There are two sides to the ongoing antitrust debate. On the one hand, Big Tech argues that only as a result of occupying such dominant positions can they be so innovative. This innovation can be seen through subsidiaries such as Google’s DeepMind, a leader in AI, and Amazon’s Blue Origin, which Jeff Bezos is hoping will rival SpaceX. On the other hand, regulators are wary of the seemingly omnipotent oligopoly and potential suffocation of future innovation.

In the age of data colonialism, with watershed events such as the Cambridge Analytica scandal, there is a growing sentiment against the power Big Tech yields. Perhaps acting as a bellwether, IBM has made the proactive decision to split in two, diversifying into cloud computing and artificial intelligence in addition to the traditional IT infrastructure. In the next decade, prepare for round after round of antitrust inquiries. As is always the case with the tech sector, significant landscape shifts are a given.

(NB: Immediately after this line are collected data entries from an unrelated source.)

PR #796, opened 2024-07-09
feat(policy): Support marshalling of config

iainlane:
Sometimes it's convenient to generate a Policy Bot config. For example, when handling required but optional workflows, you need the config file to contain a rule for each workflow which replicates its path filters.

That job is made much easier if the Policy Bot types can be reused. But without `omitempty` the generated YAML contains all fields and it's hard to read/review.

Add `omitempty` where it's needed, and `IsZero` in a few places too - which is how the behaviour of `omitempty` can be customised.

### DIFF
--- a/policy/common/actor.go
+++ b/policy/common/actor.go
@@ -26,21 +26,21 @@ import (
 // team and organization memberships. The set of allowed actors is the union of
 // all conditions in this structure.
 type Actors struct {
-	Users         []string `yaml:"users" json:"users"`
-	Teams         []string `yaml:"teams" json:"teams"`
-	Organizations []string `yaml:"organizations" json:"organizations"`
+	Users         []string `yaml:"users,omitempty" json:"users"`
+	Teams         []string `yaml:"teams,omitempty" json:"teams"`
+	Organizations []string `yaml:"organizations,omitempty" json:"organizations"`
 
 	// Deprecated: use Permissions with "admin" or "write"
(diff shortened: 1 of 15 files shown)


palantirtech:

policy/common/actor.go
```diff
@@ -45,6 +45,10 @@ func (a *Actors) IsEmpty() bool {
 		len(a.Permissions) == 0 && !a.Admins && !a.WriteCollaborators)
 }
 
+func (a *Actors) IsZero() bool {
+	return a.IsEmpty()
+}
```
bluekeyes: I think it would also be fine to rename the `IsEmpty` method to `IsZero` here

bluekeyes (commented):
Thanks, I think it's fine to support this for people who'd like to use it. 

Note that we don't offer any guarantees about Go-level compatibility between different versions of Policy Bot. As long as the behavior of the running server is compatible, we may make breaking changes to any of the Go packages in minor/patch versions. Something to be aware of if you plan to consume this code in a tool to generate policies.

policy/common/actor.go
iainlane: Got it, cheers!

iainlane:
Just remembered about this / came back to it and rebased 👍

iainlane:
@bluekeyes would you be able to take another look at this one please? Have just rebased again.

bluekeyes (approved):
Thanks, sorry I missed your update back in September

PR #808, opened 2024-08-01
Don't look up approval candidates when no approval is required

iainlane:
We always check the approval candidates when evaluating an approval policy. This process ends up making an API call to list the comments on the PR, so that the approvers given in the policy can be checked against the commenters or reviewers on the PR and only the relevant people considered.

This search currently happens regardless of whether any approvals are required. If there aren't any then we can save the API calls and a bit of time by skipping the search. PRs can be evaluated fairly frequently depending on the policy, so this can add up to a lot of API calls.

I noticed this because we had a problem yesterday where we somehow managed to run out of GitHub API quota which I didn't think would be reasonably possible 😱 . This query stood out when I checked the logs, but I'm not sure it's the end of the story.

Hopefully I'm not missing a reason why this was the way it was. :-)

### DIFF
--- a/policy/approval/approve.go
+++ b/policy/approval/approve.go
@@ -304,7 +304,7 @@ func (r *Rule) isApprovedByConditions(ctx context.Context, prctx pull.Context) (
 // FilteredCandidates returns the potential approval candidates and any
 // candidates that should be dimissed due to rule options.
 func (r *Rule) FilteredCandidates(ctx context.Context, prctx pull.Context) ([]*common.Candidate, []*common.Dismissal, error) {
-	if r.Requires.Count == 0 {
+	if r.Requires.Count <= 0 {
 		return nil, nil, nil
 	}
 
--- a/policy/approval/approve.go
+++ b/policy/approval/approve.go
@@ -304,6 +304,10 @@ func (r *Rule) isApprovedByConditions(ctx context.Context, prctx pull.Context) (
 // FilteredCandidates returns the potential approval candidates and any
 // candidates that should be dimissed due to rule options.
 func (r *Rule) FilteredCandidates(ctx context.Context, prctx pull.Context) ([]*common.Candidate, []*common.Dismissal, error) {
+	if r.Requires.Count == 0 {
+		return nil, nil, nil
+	}
+
 	candidates, err := r.Options.GetMethods().Candidates(ctx, prctx)
 	if err != nil {
 		return nil, nil, errors.Wrap(err, "failed to get approval candidates")
--- a/policy/approval/approve_test.go
+++ b/policy/approval/approve_test.go
@@ -194,23 +194,6 @@ func TestIsApproved(t *testing.T) {
 		assertPending(t, prctx, r, "0/1 required approvals. Ignored 7 approvals from disqualified users")
 	})
 
-	t.Run("singleApprovalError", func(t *testing.T) {
-		prctx := basePullContext()
-		// The converse of the check in `noApprovalRequired`. If there are
-		// approvers required, we do expect to call `Comments()`, and therefore
-		// this error should be returned to show that it was called.
-		prctx.CommentsError = errors.New("Comments() was called")
-
-		r := &Rule{
-			Requires: Requires{
-				Count: 1,
-			},
-		}
-
-		_, _, err := r.FilteredCandidates(ctx, prctx)
-		require.Error(t, err)
-	})
-
 	t.Run("authorCannotApprove", func(t *testing.T) {
 		prctx := basePullContext()
 		r := &Rule{
--- a/policy/approval/approve_test.go
+++ b/policy/approval/approve_test.go
@@ -16,6 +16,7 @@ package approval
 
 import (
 	"context"
+	"errors"
 	"os"
 	"regexp"
 	"testing"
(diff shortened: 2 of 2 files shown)


bluekeyes:
> I noticed this because we had a problem yesterday where we somehow managed to run out of GitHub API quota which I didn't think would be reasonably possible 😱 . This query stood out when I checked the logs, but I'm not sure it's the end of the story.

Policy Bot can be pretty request-heavy. I think we've done most of the big optimizations, but I'm sure there's more stuff like this that we've missed.

Another note is that GitHub App rate limits scale based on users and repositories in the organization (up to 12,500 requests/hour.) If you work primarily in a monorepo, you may have a lower rate limit than you would if an equivalent level of development was spread across multiple repositories. GitHub Support may be able to make a custom adjustment to your rate limit in that case.

policy/approval/approve.go
```diff
@@ -304,6 +304,10 @@ func (r *Rule) isApprovedByConditions(ctx context.Context, prctx pull.Context) (
 // FilteredCandidates returns the potential approval candidates and any
 // candidates that should be dimissed due to rule options.
 func (r *Rule) FilteredCandidates(ctx context.Context, prctx pull.Context) ([]*common.Candidate, []*common.Dismissal, error) {
+	if r.Requires.Count == 0 {
```
bluekeyes: nit: for consistency with the check in `IsApproved`, I'd suggest using `<= 0` here

policy/approval/approve_test.go
```diff
@@ -188,6 +194,23 @@ func TestIsApproved(t *testing.T) {
 		assertPending(t, prctx, r, "0/1 required approvals. Ignored 7 approvals from disqualified users")
 	})
 
+	t.Run("singleApprovalError", func(t *testing.T) {
+		prctx := basePullContext()
+		// The converse of the check in `noApprovalRequired`. If there are
+		// approvers required, we do expect to call `Comments()`, and therefore
+		// this error should be returned to show that it was called.
+		prctx.CommentsError = errors.New("Comments() was called")
```
bluekeyes: I don't mind having a specific test for this, but I think the fact that rules with required approvals call `Comments()` should be covered by the other approval tests, right?

bluekeyes (commented):
We do check this in `IsApproved`, so I think what happened is that when we did some refactoring for dismissals, we ended up moving the candidate lookup to before that check happened. It's kind of unfortunate that we're doing it in two places now, but I'm not sure how to easily combine them.

policy/approval/approve_test.go
iainlane: That makes sense. I added it initially while developing so it'd go red if I made a mistake. It doesn't need to be committed. caa985cfeabaa10247c5c34f8e2f38d3a4fcccc4

policy/approval/approve.go
iainlane: Sure! 0b558a3b9d81c0b941b7faaec147e772ab552423

iainlane:
> > I noticed this because we had a problem yesterday where we somehow managed to run out of GitHub API quota which I didn't think would be reasonably possible 😱 . This query stood out when I checked the logs, but I'm not sure it's the end of the story.
> 
> Policy Bot can be pretty request-heavy. I think we've done most of the big optimizations, but I'm sure there's more stuff like this that we've missed.

One other one that I've noticed we could do is to allow the default repository to be disabled. It seems like 404s aren't cached and so we do a lot of requests to check for `grafana/.github` having a policy and find it doesn't every time. I'll send over a PR for that shortly. (edit: this was merged in https://github.com/palantir/policy-bot/commit/550e0326d417032a6a7ca64010e592913e0f3cda - thanks!)
 
> Another note is that GitHub App rate limits scale based on users and repositories in the organization (up to 12,500 requests/hour.) If you work primarily in a monorepo, you may have a lower rate limit than you would if an equivalent level of development was spread across multiple repositories. GitHub Support may be able to make a custom adjustment to your rate limit in that case.

Cheers for the tip. For us, it's not _only_ one monorepo that drives activity. It is one of those but also a few of the larger OSS repos we have.

Looking into what happened a bit more, I noticed a few things:

- As reported by the Prometheus metrics from the app, there are two rate limits in play: one with our installation ID of 15,000 (we are on GitHub Enterprise Cloud) and another with no installation ID (`0`) of 12,500
- It's that second one which we exhausted. The installation's rate limit did get used up proportionally but it bottomed out at 5,300 that hour. Bear in mind we were erroring so we probably would have made more requests if the other one hadn't been hit.
- I'm not sure what that 12,500 rate limit is, actually! [The docs](https://docs.github.com/en/rest/using-the-rest-api/rate-limits-for-the-rest-api?apiVersion=2022-11-28) don't mention a rate limit for non-installation (JWT) requests but perhaps it is that.  Maybe this could help me focus where I'm looking in the code and logs? Just from a quick look that might mean the installations service.
- This happening is fairly anomalous. Here's a screenshot of the time when this happened. I can see one or two other similar instances if I look back further, but never this steep. I didn't manage to pin down a cause yet, but I would suspect it's due to a particular pattern of activity in the org's repos.

image

I'm sending in fixes for what I can see and then continuing to observe the effects they have!

Just a brain dump 🙂

bluekeyes (approved):

bluekeyes:
The requests with no installation ID are interesting. It could be application requests using the JWT, but I don't think we're making many of those. If you have debug logging enabled, it might be helpful to look at the logs with the `github_request` message during that period to see if they also show the requests with no installation ID.

It's also possible we're not correctly attaching the installation ID to the metrics in some situations, but the fact that the maximum limit is different from your actual installation makes that seem less likely.

PR #812, opened 2024-08-02
server: Allow the shared location to be disabled

iainlane:
The shared location can't currently be switched off. There are a couple of reasons why being able to do is desirable:

1. When Policy Bot is run for a repo which doesn't have a config, the shared location is searched for every time, since 404s aren't cached.  If we know it doesn't exist, we can skip that lookup. This saves API calls.
2. Somebody not on the Policy Bot operating team might create a `.github` repository at a later date and put a `.policy.yml` file in there. This file would then start to be used without the team knowing about it. It should be possible to prevent this.

Here we solve this by turning the shared repo and path into pointers in the struct. Then we can tell the difference between if it was explicitly set to `""` or not specified by the administrator. In the former case, we preserve the empty string, which is treated as disabling by `go-githubapp`.

### DIFF
--- a/README.md
+++ b/README.md
@@ -128,7 +128,9 @@ instance of the server.
 - If the file does not exist in the repository, `policy-bot` tries to load a
   shared `policy.yml` file at the root of the `.github` repository in the same
   organization. You can change this path and repository name when running your
-  own instance of the server.
+  own instance of the server, or disable this feature by setting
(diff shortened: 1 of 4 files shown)


bluekeyes (approved):
Thanks, this makes sense to reduce requests in installations that don't want to use this feature.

Forbes.com. 2021. [online] Available at: <https://www.forbes.com/advisor/investing/facebook-antitrust-lawsuit/>

Federal Trade Commission. 2020. FTC Sues Facebook for Illegal Monopolization. [online] Available at: <https://www.ftc.gov/news-events/press-releases/2020/12/ftc-sues-facebook-illegal-monopolization>

Espósito, F. and Espósito, F., 2021. US DOJ investigating antitrust complaints regarding the ‘Sign in with Apple’ button - 9to5Mac. [online] 9to5Mac. Available at: <https://9to5mac.com/2021/02/23/us-doj-investigating-antitrust-complaints-regarding-the-sign-in-with-apple-button/>

"Competitive Effects". Federal Trade Commission, 2021, https://www.ftc.gov/tips-advice/competition-guidance/guide-antitrust-laws/mergers/competitive-effects.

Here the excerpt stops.